At a glance we can learn a few things- Naive Bayes is my worst overall performer with a 56.65% accuracy. This makes sense given that the nature of the TransPop survey means a lot of questions are going to be correlated with each other, so the fundamental assumption of naive bayes will be violated. My KNN model clearly is overfitting to the skewed data, preferring to assume most tuples are positive. Logistic and J48 are both underperforming though in different ways- J48 is performing okay at class-wise TP-rate, FP-Rate, precision, and recall but is not as robust as Random Forest, especially for overall assessments like F-score, MCC, and ROC-area. Logistic is okay overall but is not competitive with Random Forest. Random Forest is my undisputed best overall model here, with no class-wise minimum performers and several class-wise maximum performers, including the overall summary statistics.
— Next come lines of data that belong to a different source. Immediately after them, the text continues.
PR #1254, opened 2026-08-01
cubeapi: accept e2b flattened autoPause/autoResume on sandbox create

### LINKED ISSUE #965: [Bug Report]CubeAPI should accept E2B lifecycle wire fields for auto-pause
## Summary

CubeAPI currently accepts the SDK-facing lifecycle object:

```json
{
  "lifecycle": {
    "onTimeout": "pause",
    "autoResume": true
  }
}
```

However, the E2B Python SDK does not send this object directly on the wire. When users call:

```python
Sandbox.create(
    template=template_id,
    timeout=30,
    lifecycle={"on_timeout": "pause", "auto_resume": True},
)
```

E2B converts it into top-level fields before calling `POST /sandboxes`:

```json
{
  "templateID": "<template-id>",
  "timeout": 30,
  "autoPause": true,
  "autoResume": {"enabled": true}
}
```

CubeAPI's `NewSandbox` model currently does not accept `autoPause` or `autoResume`, so serde ignores those unknown fields. As a result, CubeAPI treats the request as if lifecycle was absent and forwards `auto_pause=false` / `auto_resume=false` to CubeMaster.

## Impact

E2B SDK users can request auto-pause successfully at the Python API layer, but CubeSandbox-compatible CubeAPI ignores the setting. A sandbox created with `timeout=30` and `lifecycle={"on_timeout": "pause"}` is deleted after the timeout instead of entering the `paused` state.

This also causes SDK compatibility E2E auto-lifecycle tests to skip or fail because the sandbox never reaches `paused`.

## Evidence

In E2B Python SDK:

- `Sandbox.create(..., lifecycle=...)` is the public user API.
- Internally, `SandboxApi._create_sandbox()` maps `lifecycle["on_timeout"] == "pause"` to `NewSandbox(auto_pause=True)`.
- It maps `lifecycle["auto_resume"]` to `NewSandbox.auto_resume = SandboxAutoResumeConfig(enabled=...)`.
- The generated request body serializes these as `autoPause` and `autoResume`.

In CubeAPI:

- `NewSandbox` accepts `lifecycle: Option<SandboxLifecycleConfig>`.
- `SandboxService::create_sandbox()` derives CubeMaster flags only from `body.lifecycle`.
- Unknown top-level `autoPause` and `autoResume` fields are ignored.

## Expected behavior

CubeAPI should accept both shapes:

1. Current CubeSandbox SDK shape:

```json
{"lifecycle": {"onTimeout": "pause", "autoResume": true}}
```

2. E2B SDK wire shape:

```json
{"autoPause": true, "autoResume": {"enabled": true}}
```

Both should result in CubeAPI forwarding:

```json
{"auto_pause": true, "auto_resume": true}
```

to CubeMaster.

## Suggested fix

Add E2B-compatible fields to CubeAPI's create request model, for example:

```rust
#[serde(rename = "autoPause", default)]
pub auto_pause: Option<bool>,

#[serde(rename = "autoResume", default)]
pub auto_resume: Option<AutoResumeConfig>,
```

Then update the lifecycle translation logic:

- Prefer the explicit `lifecycle` object when present.
- Otherwise fall back to top-level `autoPause` and `autoResume.enabled`.
- Add unit tests for both payload shapes.

## Test case

A compatibility test should create a sandbox through the E2B SDK with:

```python
Sandbox.create(
    template="<template-id>",
    timeout=30,
    lifecycle={"on_timeout": "pause", "auto_resume": False},
)
```

After the idle timeout, the sandbox should become `paused`, not disappear from `GET /sandboxes/{sandbox_id}`.

Arpit-Ahuja-293:
## Problem

The e2b Python SDK does not put `lifecycle` on the wire. `Sandbox.create(lifecycle={"on_timeout": "pause", "auto_resume": True})` is flattened client-side into top-level fields before `POST /sandboxes`:

```json
{ "templateID": "<id>", "timeout": 30, "autoPause": true, "autoResume": { "enabled": true } }
```

`NewSandbox` bound neither field, so serde dropped them silently. CubeAPI then resolved `lifecycle = None` and forwarded `auto_pause=false` to CubeMaster — the sandbox was **killed** at timeout instead of paused. The setting appeared to succeed at the SDK layer and did nothing.

## Fix

- `NewSandbox` binds `autoPause` and `autoResume`.
- New `SandboxAutoResume` untagged enum accepts both `{"enabled": true}` (current SDK) and bare `true` (older releases, hand-rolled clients) — same meaning, so no reason to 400 on shape.
- Lifecycle derivation extracted from the inline closure in `create_sandbox` into `resolve_lifecycle_flags()`, a pure function that unit tests can reach.

## Design decision worth reviewing

**When a request carries both `lifecycle` and the flattened fields, the nested `lifecycle` object wins.**

Reasoning: the e2b SDK never sends both, so this only disambiguates direct API callers — and an explicit `lifecycle` can only come from someone who meant it. Happy to invert this if maintainers prefer the flat fields taking precedence.

## Tests

7 lifecycle tests, 5 of them new, written test-first:

- `new_sandbox_deserializes_e2b_flat_lifecycle_fields` — the exact e2b wire body
- `new_sandbox_accepts_bare_bool_auto_resume`
- `flat_lifecycle_fields_enable_pause_and_resume`
- `nested_lifecycle_wins_over_flat_lifecycle_fields`
- `absent_lifecycle_fields_keep_kill_behaviour` — no behaviour change for callers that don't opt in

## Verification

Run in the project builder image (`rustc 1.89`, `aarch64-unknown-linux-musl`):

- `make cube-api-test` → 108 passed, 0 failed
- `make cubeapi` → clean release build
- `cargo fmt --check` → clean
- `cargo clippy --all-targets` → warning set identical to the pre-change baseline; none in new code
- `cargo build --locked` passes — no dependency changes, `Cargo.lock` untouched

## Also updated

- `openapi.yml` — regenerated via `cube-api --export-openapi`, applying only the additive schema hunks so the hand-maintained license header and `servers:` block survive.
- `docs/guide/lifecycle.md` and `docs/zh/guide/lifecycle.md` — new "Wire format" section covering both accepted shapes and the precedence rule, EN and ZH in sync.

Closes #965

### DIFF
--- a/CubeAPI/src/models/mod.rs
+++ b/CubeAPI/src/models/mod.rs
@@ -138,6 +138,25 @@ pub struct SandboxLifecycleConfig {
     pub auto_resume: bool,
 }
 
+/// Wire shape of the top-level `autoResume` field the e2b SDK sends. Current
+/// SDK releases send `{"enabled": true}`; older ones and hand-rolled clients
+/// send a bare `true`. Both mean the same thing, so accept either rather than
+/// rejecting on shape.
+#[derive(Debug, Clone, Copy, Serialize, Deserialize, ToSchema)]
+#[serde(untagged)]
+pub enum SandboxAutoResume {
+    Enabled(bool),
+    Config { enabled: bool },
+}
+
+impl SandboxAutoResume {
+    pub fn enabled(&self) -> bool {
+        match self {
+            Self::Enabled(enabled) | Self::Config { enabled } => *enabled,
+        }
+    }
+}
+
 #[derive(Debug, Clone, Copy, PartialEq, Eq, Serialize, Deserialize, ToSchema)]
 #[serde(rename_all = "lowercase")]
 pub enum SandboxOnTimeout {
@@ -190,6 +209,17 @@ pub struct NewSandbox {
     /// (None) means today's behaviour: idle sandboxes are killed.
     #[serde(skip_serializing_if = "Option::is_none")]
     pub lifecycle: Option<SandboxLifecycleConfig>,
+
+    /// e2b SDK compatibility: the SDK flattens its user-facing `lifecycle`
+    /// object into top-level `autoPause` / `autoResume` before it hits the
+    /// wire, so `lifecycle` never arrives from an SDK caller. Ignored when
+    /// `lifecycle` is present.
+    #[serde(rename = "autoPause", alias = "auto_pause", default)]
+    pub auto_pause: Option<bool>,
+
+    /// See `auto_pause`. Only meaningful alongside `autoPause = true`.
+    #[serde(rename = "autoResume", alias = "auto_resume", default)]
+    pub auto_resume: Option<SandboxAutoResume>,
 
     #[serde(skip_serializing_if = "Option::is_none")]
     pub secure: Option<bool>,
--- a/CubeAPI/src/services/sandboxes.rs
+++ b/CubeAPI/src/services/sandboxes.rs
@@ -1675,22 +1675,17 @@ mod tests {
     /// The inbound API mirrors the e2b `lifecycle` object (camelCase nested
     /// struct). CubeAPI then translates it to the two CubeMaster-side bools
     /// when constructing the create-sandbox RPC. Verify the translation
-    /// covers each meaningful combination.
+    /// covers each meaningful combination via the real resolver.
     #[test]
     fn lifecycle_object_translates_to_cubemaster_bools() {
-        use crate::models::{NewSandbox, SandboxOnTimeout};
+        use crate::models::NewSandbox;
 
-        // Helper that mimics services::create_sandbox's lifecycle decoding.
-        fn translate(body: &NewSandbox) -> (bool, bool) {
-            body.lifecycle
-                .as_ref()
-                .map(|lc| {
-                    (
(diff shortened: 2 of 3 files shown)


luzhixing12345:
Thanks for your contribution.
LGTM. Some local tests have passed.

luzhixing12345:
please squash all commits into a single commit. @Arpit-Ahuja-293

docs/guide/lifecycle.md
```diff
@@ -169,6 +169,16 @@ sandbox = Sandbox.create(
 - **`auto_resume=True`**: when any request next arrives for a `paused` sandbox (HTTP, `run_code`, file I/O, …), the platform wakes it up before the request lands. Callers never see the pause; typical resume latency is sub-second to a few seconds.
 - If `auto_resume=False` (or unset), the sandbox stays paused until you explicitly `Sandbox.connect(sandbox_id=...)`. Useful for "wait for the user" workflows.
 
+### Wire format
```
chenhengqi: I think there is no need to update the docs. This is implementation detail, not user-facing APIs.

luzhixing12345:
@Arpit-Ahuja-293 please remove the lifecycle doc change commit

fslongjin (approved):

PR #1255, opened 2026-08-01
cubeops,web: WebUI web terminal for running sandboxes (#643)

naivehath:
## What this does

Adds a **web terminal** to the WebUI: an interactive shell inside a running sandbox, opened from the dashboard with no SSH, SDK or CLI.

Refs #643

## Approach

Terminals are an operations capability, so the endpoint lives in **CubeOps** and reuses the **envd `process.Process` PTY API** that the Python/Node/Go SDKs already drive through cube-proxy. **No new RPC is added to CubeMaster, Cubelet, CubeShim or the in-guest agent.**

```
Browser (xterm.js)
   │  wss://<dashboard>/opsapi/v1/terminal/ws?ticket=<one-time ticket>
   ▼
CubeOps :3010            ← JWT auth, ticket issuance, session registry, audit log
   │  Connect-JSON over HTTP (streaming Start/Connect + unary SendInput/Update/SendSignal)
   ▼
CubeProxy ──► envd :49983 inside the sandbox
```

Two paths were considered and rejected:

- **Browser connecting straight to `/sandbox/<id>/49983/`** — that route has no authentication end to end, so anyone holding a sandbox ID gets a root shell, and the traffic never passes CubeOps so nothing can be audited.
- **Cubelet Exec** — it is fire-and-forget with dummy IO: no streaming output, no attach semantics. It cannot carry an interactive session.

## Authentication

Browsers cannot attach an `Authorization` header to a WebSocket handshake. Putting the login JWT in the query string would leak a long-lived credential into access logs and browser history, so instead:

1. `POST /api/v1/sdk/sandboxes/:id/terminal` — authenticated with the normal login JWT, on the existing authed route group. Verifies the sandbox exists and is `running`, then issues a **one-time ticket**: a 30-second JWT with its own audience (`cubeops:terminal`), consumed on first use.
2. `GET /api/v1/terminal/ws?ticket=…` — the upgrade. The ticket is the only credential, and it is useless against any other endpoint.

## Sessions

- **Multiple terminals per sandbox**, each with its own PTY and PID.
- **Closing the dialog kills the shell** — the client sends an explicit close frame and CubeOps sends `SIGKILL`.
- **A dropped connection does not.** The session registry keeps the PTY, and the UI offers a reconnect that reattaches to the same PID via envd `Connect`, so foreground work survives a network blip.
- **Idle sessions are reaped** after 30 minutes without input, configurable via `terminal_idle_timeout` / `CUBE_OPS_TERMINAL_IDLE_TIMEOUT`.

## Auditing

`requestLogger()` records no identity, so the terminal writes its own lines to the CubeOps log (`/data/log/CubeOps/cubeops-req.log`). These are **real lines captured from the test cluster**, not illustrations — sandbox ID, username, client IP, PID, duration and the reason the session ended:

One uninterrupted stretch of that log, covering two concurrent sessions, a drop-and-reconnect and both ways a session can end (sandbox ID abbreviated for width, everything else verbatim):

```
22:59:40 terminal_session_start sessionID=931fffc8-f529-41ad-ba0c-a4ebc65eaa74 sandboxID=fe57331d… username=admin clientIP=127.0.0.1 pid=182 reconnect=false
23:00:02 terminal_session_start sessionID=75b6cdc4-aac8-435c-b763-1fdabf17ea75 sandboxID=fe57331d… username=admin clientIP=127.0.0.1 pid=192 reconnect=false
23:00:07 terminal_session_end   sessionID=75b6cdc4-aac8-435c-b763-1fdabf17ea75 sandboxID=fe57331d… username=admin clientIP=127.0.0.1 pid=192 reason=detached     durationMs=5007
23:00:08 terminal_session_start sessionID=75b6cdc4-aac8-435c-b763-1fdabf17ea75 sandboxID=fe57331d… username=admin clientIP=127.0.0.1 pid=192 reconnect=true
23:00:11 terminal_session_end   sessionID=931fffc8-f529-41ad-ba0c-a4ebc65eaa74 sandboxID=fe57331d… username=admin clientIP=127.0.0.1 pid=182 reason=pty_exit     durationMs=31174
23:00:11 terminal_session_end   sessionID=75b6cdc4-aac8-435c-b763-1fdabf17ea75 sandboxID=fe57331d… username=admin clientIP=127.0.0.1 pid=192 reason=client_close durationMs=9602
```

Reading it: two terminals run side by side on the same sandbox with distinct PIDs (182, 192); 192's socket drops abnormally at 23:00:07 and the reconnect a second later comes back on the **same session ID and the same PID**, so the shell was never killed; 182 ends because the user typed `exit`, 192 because the dialog was closed.

Separately, the idle sweeper firing on a terminal left open and untouched for ~33 minutes:

```
22:01:24 terminal_session_end sessionID=a82193f4-f5d1-4116-a018-18f579299bd5 sandboxID=fe57331d… username=admin clientIP=127.0.0.1 pid=94 reason=idle_timeout durationMs=1975625
```

`reason` distinguishes `client_close`, `pty_exit`, `detached`, `idle_timeout`, `stream_error` and `reconnect_failed`.

## Deployment

`/opsapi/` forwards no `Upgrade` header and caps reads at 300s, so the WebSocket path gets its own nginx location with the upgrade headers and the same 7206s timeout the `/sandbox/` proxy already uses. `vite.config.ts` sets `ws: true` on the dev proxy for the same reason.

## Testing

**Go — 26 tests in `CubeOps/internal/terminal/`** (32 including table-driven subtests), passing under `-race`, with a fake envd HTTP server that speaks the Connect framing:

- Streaming client: PID extraction, output decoding, the `<port>-<sandboxID>.<domain>` proxy Host, non-zero exit, interrupted transport, and that unary endpoints get plain `application/json` (envd answers 415 to a streaming content-type).
- Tickets: issue/redeem, single use, expiry, foreign audience rejection, and that the consumed-ticket map is pruned.
- WebSocket bridge: end-to-end through `httptest` + a gorilla client — input, resize, ping/pong, the requested initial window size, exit reporting, ticket replay rejection, two independent sessions, reconnect to a detached session, and rejection of a PID the registry does not know.
- Registry: idle reaping, activity deferring it, detached sessions still reaped, and reattach requiring a sandbox+PID match.

**Frontend — vitest + jsdom introduced** (`web/` had no test framework), 11 tests covering the socket state machine: ticket flow, UTF-8-safe base64, reconnect-by-PID, exit vs. drop, and the two races described below.

**Real cluster** — verified against a running sandbox on a single-node KVM cluster (Ubuntu 24.04 arm64, nested virtualisation), driving the browser side of the protocol with a standalone WebSocket client:

```
=== A. open a terminal and run commands
  [PASS] handshake upgraded to 101 — HTTP/1.1 101 Switching Protocols
  [PASS] ready frame with pid — {'type': 'ready', 'pid': 197}
  [PASS] echo command executed
  [PASS] runs as root inside sandbox
  [PASS] sandbox is aarch64
=== B. UTF-8 and ANSI colour
  [PASS] multi-byte UTF-8 round-trips
  [PASS] ANSI escape preserved
=== C. resize propagates to the PTY
  [PASS] stty reports the new size
=== D. ping/pong keepalive
  [PASS] pong received — [{'type': 'pong'}]
=== E. full-screen program (top)
  [PASS] top produced output
=== F. ticket is single-use
  [PASS] replayed ticket rejected — upgrade failed: HTTP/1.1 401 Unauthorized
=== G. second concurrent terminal is independent
  [PASS] second session has a different pid — 197 vs 207
  [PASS] second session runs its own shell
  [PASS] sessions do not cross-talk
=== H. reconnect after an abnormal drop
  [PASS] reattached to the same pid — {'type': 'ready', 'pid': 207}
  [PASS] shell survived the drop
=== I. shell exit is reported
  [PASS] exit frame received — [{'type': 'exit', 'exitCode': 0}]
=== J. explicit close kills the shell

ALL CHECKS PASSED
```

The `top` case covers the issue's `ls` / `top` / `ping` acceptance criterion; the resize case asserts on `stty size` inside the PTY rather than on the UI alone.

Browser verification found two real bugs, both fixed with regression tests:

- **xterm never mounted.** Radix renders portal children on a second pass, so the ref was still null when the mount effect ran, and the effect never re-fired — the dialog was permanently blank. Fixed by tracking the node in state.
- **One dialog leaked two PTYs.** A shared "closing" boolean was reset by a newer connect attempt while an older ticket request was still in flight, so the abandoned attempt opened a socket nobody owned. Confirmed in the backend log (two sessions, pids 59 and 60, for one dialog). Fixed with a per-attempt generation counter.

A third issue surfaced from real calls: a deleted sandbox returned 502 instead of 404, because the CubeMaster business error code was not mapped.

## Screenshot

An interactive session against a running sandbox on a real cluster — ANSI colour, UTF-8, the window size reported by `stty size` after a resize, and the sandbox's own process tree:

console

terminal

## Known limitations

- **No container selector.** One sandbox is one MicroVM running one envd; the repo has no notion of a container list. Documented.
- **Authorization is coarse.** Any authenticated dashboard user can open a root terminal into any sandbox — CubeOps has no per-sandbox ownership model today. This is pre-existing rather than introduced here, but the terminal makes it consequential, so it is called out in the docs with the recommendation to treat dashboard login as cluster-wide root. Happy to add an ownership check as a follow-up if maintainers want it.
- **Scrollback lives in the browser**, capped at 5000 lines and lost on close.
- **No file transfer** — the SDK filesystem API covers that.

## Docs

`docs/guide/web-terminal.md` and `docs/zh/guide/web-terminal.md`, registered in both the EN "Operations" and ZH "安全与运维" sidebars.


fslongjin:
Thank you for your contribution. I believe this PR generally meets the requirements for the Rhino Bird open-source project. However, since it relies on envd, it cannot access various generic sandboxes where envd isn't installed. Consequently, I find it lacks practical utility. However, for the Rhino Bird project, it has already fulfilled the criteria—I’ve logged it accordingly. Therefore, I’ll temporarily close this PR for now. We warmly welcome your continued involvement in CubeSandbox’s community development—let’s build more interesting features together! 🚀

The next step is two fold-- try and reduce the number of features for consideration to only look at areas where an intervention can be proposed to improve the life satisfaction of the survey respondents, and use those attributes which are highly predictive in a Random Forest model to guide a proposal. And then, build a public facing dashboard so novel analyses can be performed using other potential class metrics, such as satisfaction in health care.